Aprovechó para ejecutar algunas decisiones que venía trabajando desde que juró como ministro. Por ejemplo, en el marco del coronavirus le sacó a los intendentes el control operacional de las fuerzas locales. Darle verticalidad a las policías locales bajo el mando del jefe de La Bonaerense es parte de un plan que durante febrero le había adelantado a algunos intendentes. Ahora lo llevó adelante.

También dispuso contar “con una reserva de hombres y mujeres” de la policía para que estén listos cuando se los requiera. Lo ejemplifica con un antecedente que se dio en la Ciudad de Buenos Aires. En Capital Federal, un efectivo dio positivo de COVID-19 y como estaba en funciones obligó a poner en cuarentena a otros 70 compañeros. Berni no se podría permitir un error así. “Hay 10 mil efectivos en reserva, van a ser convocados en la medida que sean necesarios”, dijo días atrás.

La principal atención y preocupación del ministro pasa por lo que sucede en el conurbano. Por eso hizo del Centro de Coordinación Estrategia de la Policía, ubicado en Puente 12, en La Matanza, uno de sus búnker en esta batalla invisible. Por ahí pasa Kicillof y la vicegobernadora Verónica Magario. Desde allí participa de videoconferencias y monitorea el despliegue de fuerzas en el territorio, controla cómo está el conurbano. Hay en total 10 bases operacionales en toda la provincia desde donde se ordena qué hacer.
 

 

Por estos días acompaña a Kicillof en (casi) todas las actividades. Desde la inauguración del sanatorio Antártida Argentina a una reunión con el presidente o con legisladores de la oposición como la de este jueves. “Muchos dicen que es el cogobernador”, bromea un diputado de Juntos por el Cambio.

La urgencia lo lleva al interior de la Provincia.
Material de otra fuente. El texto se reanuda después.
PR #1394, opened 2026-01-16
Send events for thinking traces on OpenAI models

krissetto:
Send reasoning events from the runtime when using openai reasoning models and consume them in the TUI to display the reasoning summaries.

Effort is added only when `thinking_budget` is defined to align with the current anthropic provider. 

Default model settings to be changed in  followup PR

---

Screencap:

https://github.com/user-attachments/assets/34dee2cc-f844-4412-b7f0-defa0f531895


krissetto:
looks big, its mostly test code

PR #1395, opened 2026-01-16
Better model config defaults

krissetto:
To give users a better experience with minimal need for configuration and searching the docs, this PR enables thinking and interleaved thinking by default with a medium/dynamic thinking budget, for the OpenAI, Anthropic, Google and Amazon Bedrock providers

For the bedrock provider, the defaults only apply to anthropic models for now


krissetto:
Let's make sure to merge https://github.com/docker/cagent/pull/1399 before this to avoid issues with title generation

dgageot (approved):

PR #1396, opened 2026-01-17
Pass message level costs in --remote mode and `cagent exec --json`

dgageot:


krissetto (approved):
maybe we should think about refactoring some usage bits in the future.. between `runtime.Usage`, `runtime.MessageUsage` and `chat.Usage`, and them all being somewhat related, its getting a bit convoluted to understand imho

PR #1401, opened 2026-01-17
Add MCP elicitation support to TUI

### LINKED ISSUE #450: mcp elicitation support
**What you'd like to see**

The docker-mcp gateway supports forwarding of elicitation messages from servers that it's running. It also uses a few internal tools that will check whether a client supports elicitations and then potentially raise elicitation messages for some use cases.

This is relatively low priority because so many clients do not support them.  The gateway checks for client support before attempting to either use or forward them.  

**Why you'd like to see it**

Using elicitations when a remote server is added dynamically could be a good way to elicit a custom consent screen. The nanobot client currently support elicitations.

Image

**Workarounds?**

Fallbacks for elicitations are standard practice so we're doing fine without them. I just don't think it's okay for an mcp _gateway_ to not support them. We want to encourage MCP authors to use them.

dgageot:
Implement full MCP elicitation support in the runtime and TUI, distinguishing between OAuth flows and standard elicitation requests.

- Add ElicitationDialog component that parses JSON schema to create form fields (string, boolean, integer, number, enum types)
- Add ElicitationResponseMsg to communicate responses from dialog
- Update handleElicitationRequest to route OAuth vs form elicitation
- Handle ElicitationResponseMsg in TUI to call ResumeElicitation

The elicitation dialog supports keyboard navigation, required field validation, and proper type conversion for submitted values.

Assisted-By: cagent

Fixes #450


examples/elicitation/README.md
krissetto, line 1: Let's link to this from README.md and/or USAGE.md with a nice mention.. so its slightly more visible to users that the feature exists 😂

pkg/tui/page/chat/runtime_events.go
```diff
@@ -210,13 +210,38 @@ func (p *chatPage) handleMaxIterationsReached(msg *runtime.MaxIterationsReachedE
...
+			dialogCmd := core.CmdHandler(dialog.OpenDialogMsg{
+				Model: dialog.NewOAuthAuthorizationDialog(serverURL, p.app),
+			})
+			return tea.Batch(spinnerCmd, dialogCmd)
+		}
+	}
 
-	return tea.Batch(spinnerCmd, dialogCmd)
+	// Check elicitation mode
+	switch msg.Mode {
```
krissetto, line 232: Just as a safeguard we should probably validate this `Mode` and show an error/notification or something.

`"form"` is the default behavior only when the "mode" is omitted, i guess for compatibility reasons, but i assume the spec could add more modes and servers might end up sending us different data

pkg/tools/mcp/stdio.go
```diff
@@ -57,6 +66,42 @@ func (c *stdioMCPClient) Initialize(ctx context.Context, _ *mcp.InitializeReques
...
+
+// SetElicitationHandler sets the elicitation handler for stdio MCP clients
+func (c *stdioMCPClient) SetElicitationHandler(handler tools.ElicitationHandler) {
+	c.mu.Lock()
+	c.elicitationHandler = handler
+	c.mu.Unlock()
+}
+
+// SetOAuthSuccessHandler is a no-op for stdio clients (OAuth not supported)
+func (c *stdioMCPClient) SetOAuthSuccessHandler(func()) {}
```
krissetto, line 100: ? I see some OAuth bits in the TUI code, am I missing something or is this just for a separate PR?

examples/elicitation/README.md
rumpl: Not the readme please, it's already too crowded and no one cares about elicitation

En el distrito de Pergamino, en la Segunda sección electoral, un grupo de personas aprovecha el aislamiento e intenta saquear un supermercado chino. El suceso quedó registrado en las cámaras de seguridad. Clientes y los dueños del local se defienden y el episodio queda algo trunco. Se apuran los allanamientos y Berni es un policía más.

Se traslada al distrito que gobierna el macrista Javier Martínez y participa de los allanamientos.  Lleva su pistola en la cintura. Los efectivos irrumpen en una vivienda, recorren un barrio y detienen a nueve personas sospechosas. Berni vuelve a escena y relativiza el hecho de llevar su arma.

“Porto arma desde hace más de 30 años. Trabajo en zonas donde el arma es una herramienta más de trabajo y le doy el uso que tengo que darle”, explica. En una entrevista en Radio Mitre le preguntan qué pasaría si se complica un operativo y hubiera un enfrentamiento. Con timming militar responde: “Para eso estoy preparado”.